Kinwest Corp. was also focused on the Bakken play, and Zabinsky says all of the company’s recent acquisitions have helped it not only in that particular area, but overall. “In aggregate, TriStar has closed all of its recently announced deals and is producing over 20,000 boe per day,” he says. The company’s production is split almost equally between its holdings in Alberta and Saskatchewan, with approximately 10,000 boe/d being produced in each province.

Strong Assets
The Bakken prospect is the most prominent of TriStar’s holdings, and the play and the company have a deeply integrated history. Zabinsky says the reason the StarPoint management team spun off Mission in the first place was to develop Bakken after the first three initial horizontal exploration wells were drilled by StarPoint.

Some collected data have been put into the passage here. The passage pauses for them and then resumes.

Issue #598, opened 2017-11-01
Subscribe query according to set of schema major versions


Bento007:
1. How do we keep subscriptions updated as we add new indexes? Add queries to all indexes they are compatible with. Therefore all fields in query must exist in the index.
2. If the field does not exist in the new index what do we do? don't add it. When a new doc is added, check subscriptions to see if their query can be added to the index.
3. If the field had changed names or type in the new schema , how do we add the query to the index for subscription? The user must update their subscriptions.

see epic #289

Issue #539, opened 2017-10-10
Re-indexing support for indexer(s) 


Bento007:
Need to be able to reindex data when schemas change.

ttung:
It is more likely that we would need to reindex for new replicas or bugs. If we have to reindex when schemas change, we have failed.

Bento007:
if we continue to use ES then we can use `scan` to fetch all documents and reindex using `_source`

Bento007:
## use cases
1. index remapping/transformation
1. scheduled reindex/validation

## Sub tasks?
1.  prototype basic reindexing
1. what is the design of reindexing?
1. how is it invoked (CLI, API)?
1. how can lambda coordination support/infrastructure be used?

mikebaumann:
For 2017 Q4, the reindexing must:
1. Perform the current index processing for each bundle in each replica (e.g. so current index document structure is used, current metadata validation/trimming is performed, etc.)
2. Ensure consistency (1:1) between bundles and index documents. This includes ensuring that admin deleted bundles have no index document
3. Provide option to place the new/fresh index document in the same index or in a newly created index (in case the ES mappings in the existing index are incorrect, and index document must be placed in a new index with the correct ES mappings)

Bento007:
bring Hanas up to speed.

hannes-ucsc:
Reindexing is functional (REPAIR and VERIFY) but completely ignores any concurrency issues outlined in the spec RFC. It also does not implement the offline REINDEX into a fresh index generation.

We should make a conscious decision if and how we want to address those issues.

Issue #530, opened 2017-10-10
Identify requirements for index data change management


mikebaumann:

kislyuk:
Update from sprint review on Oct 16:
- Research use of "one index per metadata schema" rule
- Research strategies for handling data outside the schema, such as excluding it from the index altogether
- Consider using other databases
@mikebaumann can you please provide an update and link to working docs?

Bento007:
https://docs.google.com/document/d/1qjb6mm4wyl1dveuRqC8ZQYaMYSwfF66BbFr9Z4OjCAI/edit#heading=h.mqisjbbjxey3

PR #650, opened 2017-11-17
Finish changes for schema version specific subscription/notification

Bento007:
Ensure subscription queries are added to indices, and do so in a way
that allows queries including fields not defined in the index mappings.
This enables subscription of queries that work across metadata schema versions,
including fields that are not present in a schema version or have
changed between versions, such as a field changing from type text to type object.
This also resolves internal constraints of needing to have the mappings defined
in an index before a subscription query for percolation can be added to the index.

This is accomplished by setting `index.percolator.map_unmapped_fields_as_string` to true,
which also works in the case of other field types (e.g. numeric, date).
Note when dynamic templates are used and queries for percolation have been added
to an index before the index contains mappings of fields referenced by those queries,
the queries must be reloaded when the mappings change for the queries to match.
For more information, see: https://github.com/elastic/elasticsearch/issues/5750

### Test plan
- Existing unit tests were updated and new unit tests were added
- Additional unit testing of exception cases is needed to increase code coverage
- Manual interactive testing with deployed system

When updating existing deployments:
The subscription index mapping must be updated. This may be done in a way that
preserves the existing subscriptions using an appropriate script utilizing
Elasticsearch Curator.
The document indices also have a new setting, yet because this change uses a different pattern for index naming, new version-specific indices, no specific additional migration is required for this setting. 

### Release notes
- Subscription registration may now be performed before prior to loading bundles and indexing
- `put subscription` attempts to add the percolate query to every index under the `alias_name`.
- delete subscription removes percolate query from all indices to which it was added

Connects to #598 
Related to #530 and #539

### DIFF
--- a/dss/api/subscriptions.py
+++ b/dss/api/subscriptions.py
@@ -127,7 +127,7 @@ def put(json_request_body: dict, replica: str):
                               f"replica: {replica}, Exception: {ex}")
 
         # Delete percolate query to make sure queries and subscriptions are in sync.
-        _unregister_percolate(es_client, subscribed_indexes, uuid)
+        _unregister_percolate(es_client, alias_name, uuid)
 
         raise DSSException(requests.codes.internal_server_error,
                            "elasticsearch_error",
@@ -157,8 +157,7 @@ def delete(uuid: str, replica: str):
 
     #  get all indexes that use current alias
     alias_name = Config.get_es_alias_name(ESIndexType.docs, Replica[replica])
-    doc_indexes = _get_indexes_by_alias(es_client, alias_name)
-    _unregister_percolate(es_client, doc_indexes, uuid)
+    _unregister_percolate(es_client, alias_name, uuid)
 
     es_client.delete(index=Config.get_es_index_name(ESIndexType.subscriptions, Replica[replica]),
                      doc_type=ESDocType.subscription.name,
@@ -170,8 +169,8 @@ def delete(uuid: str, replica: str):
     return jsonify({'timeDeleted': time_deleted}), requests.codes.okay
 
 
-def _unregister_percolate(es_client: Elasticsearch, subscribed_indexes: List[str], uuid: str):
-    es_client.delete(index=subscribed_indexes,
+def _unregister_percolate(es_client: Elasticsearch, index_alias: str, uuid: str):
+    es_client.delete(index=index_alias,
                      doc_type=ESDocType.query.name,
                      id=uuid,
                      refresh=True)
--- a/dss/api/subscriptions.py
+++ b/dss/api/subscriptions.py
@@ -88,7 +88,7 @@ def put(json_request_body: dict, replica: str):
     get_elasticsearch_subscription_index(es_client, index_name, logger, index_mapping)
 
     #  get all indexes that use current alias
-    alias_name = Config.get_es_index_name(ESIndexType.docs, Replica[replica])
+    alias_name = Config.get_es_alias_name(ESIndexType.docs, Replica[replica])
     doc_indexes = [i['i'] for i in es_client.cat.aliases(name=alias_name, h=['a', 'i'], format='json')]
     #  try to subscribe query to each of the indexes.
     subscribed_indexes = []
--- a/dss/api/subscriptions.py
+++ b/dss/api/subscriptions.py
@@ -172,12 +172,13 @@ def delete(uuid: str, replica: str):
 
 
 def _unregister_percolate(es_client: Elasticsearch, subscribed_indexes: List[str], uuid: str):
-    # TODO Check return value and log errors
-    es_client.delete_by_query(index=subscribed_indexes,
-                              doc_type=ESDocType.query.name,
-                              body={"query": {"ids": {"type": ESDocType.query.name, "values": [uuid]}}},
-                              conflicts="proceed",
-                              refresh=True)
+    response = es_client.delete_by_query(index=subscribed_indexes,
+                                         doc_type=ESDocType.query.name,
+                                         body={"query": {"ids": {"type": ESDocType.query.name, "values": [uuid]}}},
+                                         conflicts="proceed",
+                                         refresh=True)
+    if response['failures']:
+        logger.error("Failed to unregister percolate query for subscription %s: %s", uuid, response)
 
 
 def _register_percolate(es_client: Elasticsearch, index_name: str, uuid: str, es_query: dict, replica: str):
--- a/dss/api/subscriptions.py
+++ b/dss/api/subscriptions.py
@@ -1,23 +1,14 @@
 import datetime
-import io
-import json
-import re
-import typing
 from uuid import uuid4
 
-import iso8601
 import requests
-
-from cloud_blobstore import BlobNotFoundError
 from elasticsearch import Elasticsearch
 from elasticsearch.exceptions import ElasticsearchException, NotFoundError
 from elasticsearch_dsl import Search
-from flask import jsonify, make_response, redirect, request
-from werkzeug.exceptions import BadRequest
+from flask import jsonify, request
 
 from .. import Config, Replica, ESIndexType, ESDocType, get_logger
 from ..error import DSSException, dss_handler
-from ..hcablobstore import FileMetadata, HCABlobStore
 from ..util.es import ElasticsearchClient, get_elasticsearch_subscription_index
 
 logger = get_logger()
@@ -94,22 +85,32 @@ def put(json_request_body: dict, replica: str):
     # john@example.com would show up because elasticsearch matched example w/ example.
     # By including "index": "not_analyzed", Elasticsearch leaves all owner inputs alone.
     index_name = Config.get_es_index_name(ESIndexType.subscriptions, Replica[replica])
-    #  TODO (tsmith): get all indexes that use current alais
-    #  TODO (tsmith): try to subscribe query to each of the indexes.
-    #  TODO (tsmith): error if no queries are indexed.
     get_elasticsearch_subscription_index(es_client, index_name, logger, index_mapping)
 
-    try:
-        percolate_registration = _register_percolate(es_client, uuid, es_query, replica)
-        logger.debug(f"Percolate query registration succeeded:\n{percolate_registration}")
-    except ElasticsearchException as ex:
+    #  get all indexes that use current alias
+    alias_name = Config.get_es_index_name(ESIndexType.docs, Replica[replica])
+    doc_indexes = [i['i'] for i in es_client.cat.aliases(name=alias_name, h=['a', 'i'], format='json')]
+    #  try to subscribe query to each of the indexes.
+    subscribed_indexes = []
+    for doc_index in doc_indexes:
+        try:
+
+            percolate_registration = _register_percolate(es_client, doc_index, uuid, es_query, replica)
+            logger.debug(f"Percolate query registration succeeded:\n{percolate_registration}")
+            subscribed_indexes.append(doc_index)
+        except ElasticsearchException as ex:
+            last_ex = ex
+
+    # error if no queries are successfully indexed.
+    if len(subscribed_indexes) == 0:
         logger.critical("%s", f"Percolate query registration failed: owner: {owner}, uuid: {uuid}, "
-                              f"replica: {replica}, es_query: {es_query}, Exception: {ex}")
+                              f"replica: {replica}, es_query: {es_query}, Exception: {Exception(last_ex)}")
         raise DSSException(requests.codes.internal_server_error,
                            "elasticsearch_error",
-                           "Unable to register elasticsearch percolate query!")
+                           "Unable to register elasticsearch percolate query!") from Exception(last_ex)
 
     json_request_body['owner'] = owner
+    json_request_body['subscribed_indexes'] = subscribed_indexes
 
     try:
         subscription_registration = _register_subscription(es_client, uuid, json_request_body, replica)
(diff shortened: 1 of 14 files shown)


kozbo:
hold before merging  due to missing pre-requisites (reindexing deployed)

dss/api/subscriptions.py
```diff
@@ -94,22 +85,32 @@ def put(json_request_body: dict, replica: str):
...
+
+            percolate_registration = _register_percolate(es_client, doc_index, uuid, es_query, replica)
+            logger.debug(f"Percolate query registration succeeded:\n{percolate_registration}")
+            subscribed_indexes.append(doc_index)
+        except ElasticsearchException as ex:
+            last_ex = ex
+
+    # error if no queries are successfully indexed.
+    if len(subscribed_indexes) == 0:
         logger.critical("%s", f"Percolate query registration failed: owner: {owner}, uuid: {uuid}, "
```
hannes-ucsc: `logger.critical(f"Percolate…`

dss/api/subscriptions.py
```diff
@@ -94,22 +85,32 @@ def put(json_request_body: dict, replica: str):
...
-                              f"replica: {replica}, es_query: {es_query}, Exception: {ex}")
+                              f"replica: {replica}, es_query: {es_query}, Exception: {Exception(last_ex)}")
```
hannes-ucsc: Q: Why is the wrapping the exception necessary?

dss/api/subscriptions.py
```diff
@@ -94,22 +85,32 @@ def put(json_request_body: dict, replica: str):
...
         raise DSSException(requests.codes.internal_server_error,
                            "elasticsearch_error",
-                           "Unable to register elasticsearch percolate query!")
+                           "Unable to register elasticsearch percolate query!") from Exception(last_ex)
```
hannes-ucsc: This is wrapping it again. Might want to extract a variable as in  `last_ex = Exception(last_ex)` above.

dss/api/subscriptions.py
```diff
@@ -94,22 +85,32 @@ def put(json_request_body: dict, replica: str):
...
+    alias_name = Config.get_es_alias_name(ESIndexType.docs, Replica[replica])
+    doc_indexes = [i['i'] for i in es_client.cat.aliases(name=alias_name, h=['a', 'i'], format='json')]
+    #  try to subscribe query to each of the indexes.
+    subscribed_indexes = []
+    for doc_index in doc_indexes:
+        try:
+
+            percolate_registration = _register_percolate(es_client, doc_index, uuid, es_query, replica)
+            logger.debug(f"Percolate query registration succeeded:\n{percolate_registration}")
+            subscribed_indexes.append(doc_index)
```
hannes-ucsc: Nit: This line and the one above would be better in an `else:` branch underneath the except.

dss/api/subscriptions.py
```diff
@@ -94,22 +85,32 @@ def put(json_request_body: dict, replica: str):
...
+        except ElasticsearchException as ex:
+            last_ex = ex
```
hannes-ucsc: As I said below, I would `logger.debug()` the exception here.

dss/api/subscriptions.py
```diff
@@ -164,8 +160,15 @@ def delete(uuid: str, replica: str):
     return jsonify({'timeDeleted': time_deleted}), requests.codes.okay
 
 
-def _register_percolate(es_client: Elasticsearch, uuid: str, es_query: dict, replica: str):
-    index_name = Config.get_es_index_name(ESIndexType.docs, Replica[replica])
+def _unregister_percolate(es_client: Elasticsearch, subscribed_indexes: list, uuid: str):
```
hannes-ucsc: Nit: list[str] would be more informative

dss/api/subscriptions.py
```diff
@@ -164,8 +160,15 @@ def delete(uuid: str, replica: str):
...
+    for index in subscribed_indexes:
+        es_client.delete(index=index,
```
hannes-ucsc: According to https://www.elastic.co/guide/en/elasticsearch/reference/current/indices-delete-index.html this should work:

```
    es_client.delete(index=','.join(subscribed_indexes), 
                     doc_type=ESDocType.query.name, 
                     id=uuid, 
                     refresh=True)
```

dss/api/subscriptions.py
```diff
@@ -94,22 +85,32 @@ def put(json_request_body: dict, replica: str):
...
-    #  TODO (tsmith): error if no queries are indexed.
     get_elasticsearch_subscription_index(es_client, index_name, logger, index_mapping)
 
-    try:
-        percolate_registration = _register_percolate(es_client, uuid, es_query, replica)
-        logger.debug(f"Percolate query registration succeeded:\n{percolate_registration}")
-    except ElasticsearchException as ex:
+    #  get all indexes that use current alias
+    alias_name = Config.get_es_alias_name(ESIndexType.docs, Replica[replica])
+    doc_indexes = [i['i'] for i in es_client.cat.aliases(name=alias_name, h=['a', 'i'], format='json')]
```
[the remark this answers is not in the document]
Bento007: I could not find a simpler way of getting indexes tied to an alias. I'll fix the names

dss/api/subscriptions.py
```diff
@@ -94,22 +85,32 @@ def put(json_request_body: dict, replica: str):
...
+    #  try to subscribe query to each of the indexes.
+    subscribed_indexes = []
+    for doc_index in doc_indexes:
+        try:
+
```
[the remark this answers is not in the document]
Bento007: will removed

dss/api/subscriptions.py
Bento007: Nice

dss/api/subscriptions.py
Bento007: will fix

dss/api/subscriptions.py
Bento007: I agree, minimize the try block.

dss/api/subscriptions.py
Bento007: Will do.

dss/api/subscriptions.py
```diff
@@ -94,22 +85,32 @@ def put(json_request_body: dict, replica: str):
...
+            percolate_registration = _register_percolate(es_client, doc_index, uuid, es_query, replica)
+            logger.debug(f"Percolate query registration succeeded:\n{percolate_registration}")
+            subscribed_indexes.append(doc_index)
+        except ElasticsearchException as ex:
+            last_ex = ex
+
+    # error if no queries are successfully indexed.
+    if len(subscribed_indexes) == 0:
```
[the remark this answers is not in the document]
Bento007: I added a comment. I could also return the number of indexes subscribed to out of total indexes in the alias? Though I think that might just confuse people.

dss/api/subscriptions.py
Bento007: As strange as it looks we decided this the prefered way. The reason being if one of the variable in the f-string is resolved and has a `%` operator it could cause an exception for an unresolved parameter. This is our work around.

dss/api/subscriptions.py
```diff
@@ -180,3 +192,6 @@ def _register_subscription(es_client: Elasticsearch, uuid: str, json_request_bod
                            id=uuid,
                            body=json_request_body,
                            refresh=True)
+
+def _get_indexes_by_alias(es_client: Elasticsearch, alias_name: str):
+    return [indexes['i'] for indexes in es_client.cat.aliases(name=alias_name, h=['i'], format='json')]
```
hannes-ucsc: `list(es_client.indices.get_alias('foo').keys())`

dss/api/subscriptions.py
```diff
@@ -94,20 +90,32 @@ def put(json_request_body: dict, replica: str):
...
+        except ElasticsearchException as ex:
+            logger.debug(f"Exception occured when registering a document to an index. Exception: {ex}")
+            last_ex = ex
+        else:
+            logger.debug(f"Percolate query registration succeeded:\n{percolate_registration}")
+            subscribed_indexes.append(doc_index)
+
+    # Queries are unlikely to fit in all of the indexes, therefore errors will almost always occur. Only return an error
+    # if no queries are successfully indexed.
+    if len(doc_indexes) > 0 and not subscribed_indexes:
```
hannes-ucsc: `if doc_indexes and not subscribed_indexes` because non-empty lists are `True-ish`

I prefer this whenever it reads better to the human eye, and I think in this case it does.

hannes-ucsc:
@Bento007 One more thing, I actually rebased your branch yesterday and force pushed it. I remember there being conflicts. Since you rebased this branch, too, and must have seen those conflicts, I wonder if you resolved them properly. I marked some of the hunks I think are wrong in my review.

What tool do you use to resolve conflicts?

hannes-ucsc:
@Bento007, never mind, I see what you did there. You cherry-picked 068fc1053b0476da23125de6f0c7d47005e6451a.

dss/api/subscriptions.py
mikebaumann: Yes, that works unless the alias is not defined, in which case either an exception is thrown (default), or an error tuple is returned (if "ignore=404" is also passed in). I also don't like using the 'cat' API. Instead, we may want to wrap the snippet you provided in an easy-to-use convenience function that does what we need it to, instead of using 'cat'.

hannes-ucsc: I'd prefer

```
    try:
        return list(es_client.indices.get_alias(alias_name).keys())
    except NotFoundError:
        return []
```

mikebaumann: Yup, looks good to me. Thanks!

dss/api/subscriptions.py
```diff
@@ -1,23 +1,15 @@
 import datetime
-import io
-import json
-import re
-import typing
+from typing import List
```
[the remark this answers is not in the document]
Bento007: it's used for `_unregister_percolate` list typing.

dss/api/subscriptions.py
Bento007: I agree

dss/api/subscriptions.py
Bento007: fixed

dss/events/handlers/index.py
```diff
@@ -12,7 +12,7 @@
 import requests
 from cloud_blobstore import BlobStore, BlobStoreError
 from collections import defaultdict
-from elasticsearch.helpers import scan
+from elasticsearch.helpers import scan, bulk, streaming_bulk, BulkIndexError
```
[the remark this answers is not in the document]
Bento007: removed

dss/events/handlers/index.py
```diff
@@ -205,6 +201,41 @@ def add_data_to_elasticsearch(bundle_id: str, index_data: dict, index_name: str,
                      json.dumps(index_data, indent=4))
         raise
 
+    try:
```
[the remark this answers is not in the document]
Bento007: Resolved

dss/events/handlers/mapping.json
```diff
@@ -7,6 +7,11 @@
           "filter": ["lowercase"]
         }
       }
+    },
```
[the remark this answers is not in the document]
Bento007: resolved

dss/api/subscriptions.py
```diff
@@ -164,8 +170,14 @@ def delete(uuid: str, replica: str):
     return jsonify({'timeDeleted': time_deleted}), requests.codes.okay
 
 
-def _register_percolate(es_client: Elasticsearch, uuid: str, es_query: dict, replica: str):
-    index_name = Config.get_es_index_name(ESIndexType.docs, Replica[replica])
+def _unregister_percolate(es_client: Elasticsearch, subscribed_indexes: List[str], uuid: str):
+    es_client.delete(index=subscribed_indexes,
```
hannes-ucsc: Use alias here.

dss/config.py
```diff
@@ -216,7 +216,7 @@ def get_es_index_name(index_type: ESIndexType, replica: Replica,
     def get_es_alias_name(index_type: ESIndexType, replica: Replica) -> str:
         """Returns the alias for indexes"""
         deployment_stage = os.environ["DSS_DEPLOYMENT_STAGE"]
-        index = f"dss-{index_type.name}-{deployment_stage}-{replica.name}"
+        index = f"dss-{index_type.name}-{replica.name}-{deployment_stage}-alias"
```
hannes-ucsc: dss-{stage}-{replica}-{type}-{schema} for indices
dss-{stage}-{replica}-{type}-alias for the alias

dss/events/handlers/index.py
```diff
@@ -205,6 +201,41 @@ def add_data_to_elasticsearch(bundle_id: str, index_data: dict, index_name: str,
...
+                             '_id': hit['_id'],
+                             '_source': hit['_source']['es_query']
+                             }
+                            for hit in scan(ElasticsearchClient.get(logger),
+                                            index=subscription_index_name,
+                                            doc_type=ESDocType.subscription.name,
+                                            query={'query': {'match_all': {}}})
+                            ]
+
+    if len(subscription_queries) > 0:
```
hannes-ucsc: `if subscription_queries:`

dss/config.py
Bento007: updated

dss/api/subscriptions.py
Bento007: changed

dss/events/handlers/index.py
Bento007: fixes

“Mission Oil and Gas went on to very successfully exploit the Bakken play until its sale to Crescent Point in 2007,” he says. At the time, TriStar had been staying out of Mission’s way in the area. “We didn’t really compete with the Mission management team in developing the Bakken play,” Zabinsky says. Once Mission was acquired, however, TriStar moved in and built up its position. Because the company’s leadership was already familiar with Bakken due to its work under StarPoint, he adds, it was an easy transition for TriStar to make.

TriStar’s growth in the Bakken play has been rapid.  At the beginning of 2007, TriStar held only 11 net sections of the play, producing less than 50 boe/d. Through various corporate and land acquisitions, however, TriStar has been able to build a portfolio of more than 120 net sections of land with production of more than 2,000 boe/d. Zabinsky says the company anticipates exiting 2008 at well over 3,000 boe/d of production from the Bakken play.
New Techniques
Strachan says TriStar has “dramatically” expanded the Bakken since it began in earnest at the start of 2007. He gives much of the credit for the play’s significant production to TriStar’s dedication to improving the technology it uses on the site.

“Essentially, what we’ve seen in the last year on the play is a two-fold increase in production in the wells that we are drilling … and a lot of that is being driven by the changing technology,” Strachan says.

Fracturing technology continues to evolve rapidly and has played a major part in increasing the production in the Bakken.

“What we were doing was testing a new technology concept here, drilling horizontal wells and fracing them, and that really wasn’t being done in Canada,” Strachan says. “That’s something that TriStar, dating back to our StarPoint days, was on the forefront of.”